Aim of the task | Among the lines below, a stretch begins at the one with "For ICP-1215 we" and ends at the one with "Verified this on". Repeat that stretch exactly, ends included.

Saved data entries:
※
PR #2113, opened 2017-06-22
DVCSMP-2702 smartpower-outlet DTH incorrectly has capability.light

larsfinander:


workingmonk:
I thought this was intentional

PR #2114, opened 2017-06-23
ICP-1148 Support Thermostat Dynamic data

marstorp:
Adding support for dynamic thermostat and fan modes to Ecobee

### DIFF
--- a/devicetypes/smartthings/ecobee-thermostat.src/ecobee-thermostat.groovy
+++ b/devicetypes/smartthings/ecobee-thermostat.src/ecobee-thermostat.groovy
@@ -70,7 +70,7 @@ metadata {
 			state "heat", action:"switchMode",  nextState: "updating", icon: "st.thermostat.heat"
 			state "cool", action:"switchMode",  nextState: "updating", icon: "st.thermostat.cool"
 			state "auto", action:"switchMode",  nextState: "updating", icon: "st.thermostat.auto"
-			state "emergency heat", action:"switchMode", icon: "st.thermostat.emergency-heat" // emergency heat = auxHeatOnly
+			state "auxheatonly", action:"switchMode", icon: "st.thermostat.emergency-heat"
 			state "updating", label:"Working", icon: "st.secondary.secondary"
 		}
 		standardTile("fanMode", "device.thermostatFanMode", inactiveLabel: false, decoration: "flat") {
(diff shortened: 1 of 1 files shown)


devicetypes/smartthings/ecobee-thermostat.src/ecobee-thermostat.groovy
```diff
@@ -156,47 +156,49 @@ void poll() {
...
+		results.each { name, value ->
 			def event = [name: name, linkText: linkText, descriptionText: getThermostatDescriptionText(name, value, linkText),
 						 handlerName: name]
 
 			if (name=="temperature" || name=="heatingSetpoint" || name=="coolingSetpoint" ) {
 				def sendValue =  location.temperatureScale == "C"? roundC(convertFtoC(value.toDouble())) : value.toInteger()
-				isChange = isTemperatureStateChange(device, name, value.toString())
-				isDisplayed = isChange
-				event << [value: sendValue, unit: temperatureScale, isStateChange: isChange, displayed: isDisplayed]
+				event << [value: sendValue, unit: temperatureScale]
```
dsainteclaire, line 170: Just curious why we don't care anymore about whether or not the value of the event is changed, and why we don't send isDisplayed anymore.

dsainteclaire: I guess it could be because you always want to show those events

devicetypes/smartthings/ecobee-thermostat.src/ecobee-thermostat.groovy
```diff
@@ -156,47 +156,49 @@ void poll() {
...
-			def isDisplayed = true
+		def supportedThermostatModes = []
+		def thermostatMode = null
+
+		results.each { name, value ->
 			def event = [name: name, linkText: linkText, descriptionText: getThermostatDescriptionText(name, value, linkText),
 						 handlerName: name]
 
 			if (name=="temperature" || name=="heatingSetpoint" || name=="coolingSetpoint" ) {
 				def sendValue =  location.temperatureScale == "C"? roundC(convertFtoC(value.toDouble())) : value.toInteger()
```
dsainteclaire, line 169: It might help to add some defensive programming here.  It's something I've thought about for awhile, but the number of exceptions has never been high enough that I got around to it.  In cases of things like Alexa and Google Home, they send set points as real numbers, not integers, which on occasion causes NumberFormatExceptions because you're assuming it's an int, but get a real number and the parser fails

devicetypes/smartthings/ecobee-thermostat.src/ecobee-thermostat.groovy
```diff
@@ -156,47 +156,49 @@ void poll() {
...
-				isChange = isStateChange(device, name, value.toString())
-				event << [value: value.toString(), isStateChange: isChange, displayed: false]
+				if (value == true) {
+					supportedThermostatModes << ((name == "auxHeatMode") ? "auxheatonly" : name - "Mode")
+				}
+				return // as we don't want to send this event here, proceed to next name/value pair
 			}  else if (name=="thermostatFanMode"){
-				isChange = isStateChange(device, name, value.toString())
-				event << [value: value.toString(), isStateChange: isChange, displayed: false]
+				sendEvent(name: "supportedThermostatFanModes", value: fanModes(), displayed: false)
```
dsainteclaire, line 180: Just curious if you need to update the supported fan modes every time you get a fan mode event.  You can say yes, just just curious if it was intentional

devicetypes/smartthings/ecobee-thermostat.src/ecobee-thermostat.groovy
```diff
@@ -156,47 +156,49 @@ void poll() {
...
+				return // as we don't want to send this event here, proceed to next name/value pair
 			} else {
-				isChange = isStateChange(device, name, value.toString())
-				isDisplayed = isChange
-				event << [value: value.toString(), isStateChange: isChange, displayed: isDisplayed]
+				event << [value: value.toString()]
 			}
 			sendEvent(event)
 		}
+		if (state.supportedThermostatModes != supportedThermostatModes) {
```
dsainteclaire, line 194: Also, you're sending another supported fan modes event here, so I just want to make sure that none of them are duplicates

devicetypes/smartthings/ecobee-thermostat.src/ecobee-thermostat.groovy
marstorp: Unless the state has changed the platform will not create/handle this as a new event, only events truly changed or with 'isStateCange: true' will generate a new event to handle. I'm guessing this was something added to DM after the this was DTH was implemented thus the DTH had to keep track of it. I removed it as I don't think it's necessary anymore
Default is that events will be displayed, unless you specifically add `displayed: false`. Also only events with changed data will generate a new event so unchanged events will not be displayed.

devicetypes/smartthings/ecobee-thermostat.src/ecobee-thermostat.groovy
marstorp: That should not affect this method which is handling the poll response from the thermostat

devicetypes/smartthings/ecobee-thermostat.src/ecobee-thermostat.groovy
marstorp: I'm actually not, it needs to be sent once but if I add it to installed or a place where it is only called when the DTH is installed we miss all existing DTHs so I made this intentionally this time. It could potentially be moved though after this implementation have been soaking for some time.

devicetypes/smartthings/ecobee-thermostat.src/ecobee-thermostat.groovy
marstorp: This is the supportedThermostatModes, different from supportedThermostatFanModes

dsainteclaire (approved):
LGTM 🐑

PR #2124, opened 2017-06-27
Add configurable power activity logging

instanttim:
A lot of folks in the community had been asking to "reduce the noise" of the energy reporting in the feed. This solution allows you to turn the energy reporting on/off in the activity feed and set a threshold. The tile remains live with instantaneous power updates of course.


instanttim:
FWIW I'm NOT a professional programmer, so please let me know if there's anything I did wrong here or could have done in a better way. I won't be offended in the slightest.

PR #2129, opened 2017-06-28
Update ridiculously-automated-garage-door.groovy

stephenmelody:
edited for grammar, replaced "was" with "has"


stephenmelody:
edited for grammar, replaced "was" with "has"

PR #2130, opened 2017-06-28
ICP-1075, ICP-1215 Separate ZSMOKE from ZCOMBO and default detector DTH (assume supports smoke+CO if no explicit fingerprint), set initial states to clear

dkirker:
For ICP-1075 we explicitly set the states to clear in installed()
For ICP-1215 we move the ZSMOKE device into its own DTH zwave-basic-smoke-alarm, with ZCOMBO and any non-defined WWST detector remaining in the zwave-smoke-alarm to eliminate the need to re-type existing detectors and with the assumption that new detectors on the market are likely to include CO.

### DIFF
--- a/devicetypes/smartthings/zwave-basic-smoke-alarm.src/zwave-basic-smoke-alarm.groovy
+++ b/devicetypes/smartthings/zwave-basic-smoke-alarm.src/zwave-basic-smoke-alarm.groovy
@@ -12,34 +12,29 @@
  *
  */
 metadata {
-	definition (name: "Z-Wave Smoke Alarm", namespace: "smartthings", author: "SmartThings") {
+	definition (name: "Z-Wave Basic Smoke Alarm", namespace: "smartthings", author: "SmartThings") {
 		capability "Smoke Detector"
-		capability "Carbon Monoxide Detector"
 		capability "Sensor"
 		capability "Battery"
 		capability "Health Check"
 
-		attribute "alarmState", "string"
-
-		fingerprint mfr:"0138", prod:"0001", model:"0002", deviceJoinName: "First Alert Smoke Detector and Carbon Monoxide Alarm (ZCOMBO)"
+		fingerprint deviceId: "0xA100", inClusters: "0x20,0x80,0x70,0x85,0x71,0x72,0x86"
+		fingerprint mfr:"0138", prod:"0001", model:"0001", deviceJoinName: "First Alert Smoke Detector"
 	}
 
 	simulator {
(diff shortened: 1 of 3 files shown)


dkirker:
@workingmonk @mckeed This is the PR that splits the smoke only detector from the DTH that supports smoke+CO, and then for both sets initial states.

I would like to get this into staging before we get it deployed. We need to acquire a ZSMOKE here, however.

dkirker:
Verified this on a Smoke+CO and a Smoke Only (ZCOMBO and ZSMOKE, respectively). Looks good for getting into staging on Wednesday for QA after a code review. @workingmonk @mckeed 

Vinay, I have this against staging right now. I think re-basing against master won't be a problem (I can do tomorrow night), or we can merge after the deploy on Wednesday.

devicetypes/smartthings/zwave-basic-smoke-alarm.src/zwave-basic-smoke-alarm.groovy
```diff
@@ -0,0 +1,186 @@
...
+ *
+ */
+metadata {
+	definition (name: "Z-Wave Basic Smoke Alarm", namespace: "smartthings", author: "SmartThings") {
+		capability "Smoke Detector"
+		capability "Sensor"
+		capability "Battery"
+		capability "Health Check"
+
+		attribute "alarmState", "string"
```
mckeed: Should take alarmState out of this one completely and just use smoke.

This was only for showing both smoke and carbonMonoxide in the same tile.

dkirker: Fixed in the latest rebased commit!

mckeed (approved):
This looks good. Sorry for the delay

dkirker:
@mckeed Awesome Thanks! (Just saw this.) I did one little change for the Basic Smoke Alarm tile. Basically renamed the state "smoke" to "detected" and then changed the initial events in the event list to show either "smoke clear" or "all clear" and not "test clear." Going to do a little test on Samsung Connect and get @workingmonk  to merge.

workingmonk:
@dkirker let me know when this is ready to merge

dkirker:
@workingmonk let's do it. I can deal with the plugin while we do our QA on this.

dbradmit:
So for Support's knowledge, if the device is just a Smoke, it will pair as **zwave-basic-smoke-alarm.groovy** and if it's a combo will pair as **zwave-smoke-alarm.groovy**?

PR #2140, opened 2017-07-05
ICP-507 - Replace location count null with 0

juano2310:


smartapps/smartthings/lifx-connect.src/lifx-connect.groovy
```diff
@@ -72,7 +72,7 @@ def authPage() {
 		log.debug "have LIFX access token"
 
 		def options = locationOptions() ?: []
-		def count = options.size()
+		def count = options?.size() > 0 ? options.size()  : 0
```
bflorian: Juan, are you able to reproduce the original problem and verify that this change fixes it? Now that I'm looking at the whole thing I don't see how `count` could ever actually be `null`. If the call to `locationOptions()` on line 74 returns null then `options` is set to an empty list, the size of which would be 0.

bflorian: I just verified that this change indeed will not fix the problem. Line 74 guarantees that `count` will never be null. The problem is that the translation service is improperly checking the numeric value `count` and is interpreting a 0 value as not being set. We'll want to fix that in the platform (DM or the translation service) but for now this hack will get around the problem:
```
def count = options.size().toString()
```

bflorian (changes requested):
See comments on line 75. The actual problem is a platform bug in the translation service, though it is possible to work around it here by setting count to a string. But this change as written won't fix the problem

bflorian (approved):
※
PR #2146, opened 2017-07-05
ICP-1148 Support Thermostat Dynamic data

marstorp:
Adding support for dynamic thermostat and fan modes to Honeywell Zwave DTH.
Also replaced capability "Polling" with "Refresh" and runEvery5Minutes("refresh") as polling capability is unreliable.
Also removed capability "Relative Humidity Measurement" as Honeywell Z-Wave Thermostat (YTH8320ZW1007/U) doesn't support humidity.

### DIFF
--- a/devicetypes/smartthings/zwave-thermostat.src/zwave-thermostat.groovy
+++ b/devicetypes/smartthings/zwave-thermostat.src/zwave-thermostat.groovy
※
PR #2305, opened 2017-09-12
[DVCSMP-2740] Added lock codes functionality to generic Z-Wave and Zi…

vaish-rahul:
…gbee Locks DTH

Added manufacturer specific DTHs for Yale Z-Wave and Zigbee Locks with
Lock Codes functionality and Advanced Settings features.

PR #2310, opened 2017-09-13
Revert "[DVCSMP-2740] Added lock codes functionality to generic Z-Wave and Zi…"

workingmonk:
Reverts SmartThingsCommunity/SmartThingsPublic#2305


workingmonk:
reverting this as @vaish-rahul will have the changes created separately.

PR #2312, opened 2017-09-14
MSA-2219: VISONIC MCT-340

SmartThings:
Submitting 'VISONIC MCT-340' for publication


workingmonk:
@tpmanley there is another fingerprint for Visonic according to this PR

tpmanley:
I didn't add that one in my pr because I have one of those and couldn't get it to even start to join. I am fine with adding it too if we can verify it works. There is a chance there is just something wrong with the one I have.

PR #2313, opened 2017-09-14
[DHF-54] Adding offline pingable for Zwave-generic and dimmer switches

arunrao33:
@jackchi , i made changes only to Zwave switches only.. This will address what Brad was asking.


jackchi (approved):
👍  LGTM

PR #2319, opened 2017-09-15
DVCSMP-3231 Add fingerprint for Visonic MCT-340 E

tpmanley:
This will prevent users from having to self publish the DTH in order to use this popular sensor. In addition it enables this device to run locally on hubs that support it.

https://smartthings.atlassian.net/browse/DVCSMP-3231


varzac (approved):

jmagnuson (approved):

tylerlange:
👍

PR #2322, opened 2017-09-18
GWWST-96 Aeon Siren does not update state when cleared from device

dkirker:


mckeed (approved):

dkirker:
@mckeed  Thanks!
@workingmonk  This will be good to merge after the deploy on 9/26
※
Response to the task |
For ICP-1215 we move the ZSMOKE device into its own DTH zwave-basic-smoke-alarm, with ZCOMBO and any non-defined WWST detector remaining in the zwave-smoke-alarm to eliminate the need to re-type existing detectors and with the assumption that new detectors on the market are likely to include CO.

### DIFF
--- a/devicetypes/smartthings/zwave-basic-smoke-alarm.src/zwave-basic-smoke-alarm.groovy
+++ b/devicetypes/smartthings/zwave-basic-smoke-alarm.src/zwave-basic-smoke-alarm.groovy
@@ -12,34 +12,29 @@
  *
  */
 metadata {
-	definition (name: "Z-Wave Smoke Alarm", namespace: "smartthings", author: "SmartThings") {
+	definition (name: "Z-Wave Basic Smoke Alarm", namespace: "smartthings", author: "SmartThings") {
 		capability "Smoke Detector"
-		capability "Carbon Monoxide Detector"
 		capability "Sensor"
 		capability "Battery"
 		capability "Health Check"
 
-		attribute "alarmState", "string"
-
-		fingerprint mfr:"0138", prod:"0001", model:"0002", deviceJoinName: "First Alert Smoke Detector and Carbon Monoxide Alarm (ZCOMBO)"
+		fingerprint deviceId: "0xA100", inClusters: "0x20,0x80,0x70,0x85,0x71,0x72,0x86"
+		fingerprint mfr:"0138", prod:"0001", model:"0001", deviceJoinName: "First Alert Smoke Detector"
 	}
 
 	simulator {
(diff shortened: 1 of 3 files shown)


dkirker:
@workingmonk @mckeed This is the PR that splits the smoke only detector from the DTH that supports smoke+CO, and then for both sets initial states.

I would like to get this into staging before we get it deployed. We need to acquire a ZSMOKE here, however.

dkirker:
Verified this on a Smoke+CO and a Smoke Only (ZCOMBO and ZSMOKE, respectively). Looks good for getting into staging on Wednesday for QA after a code review. @workingmonk @mckeed 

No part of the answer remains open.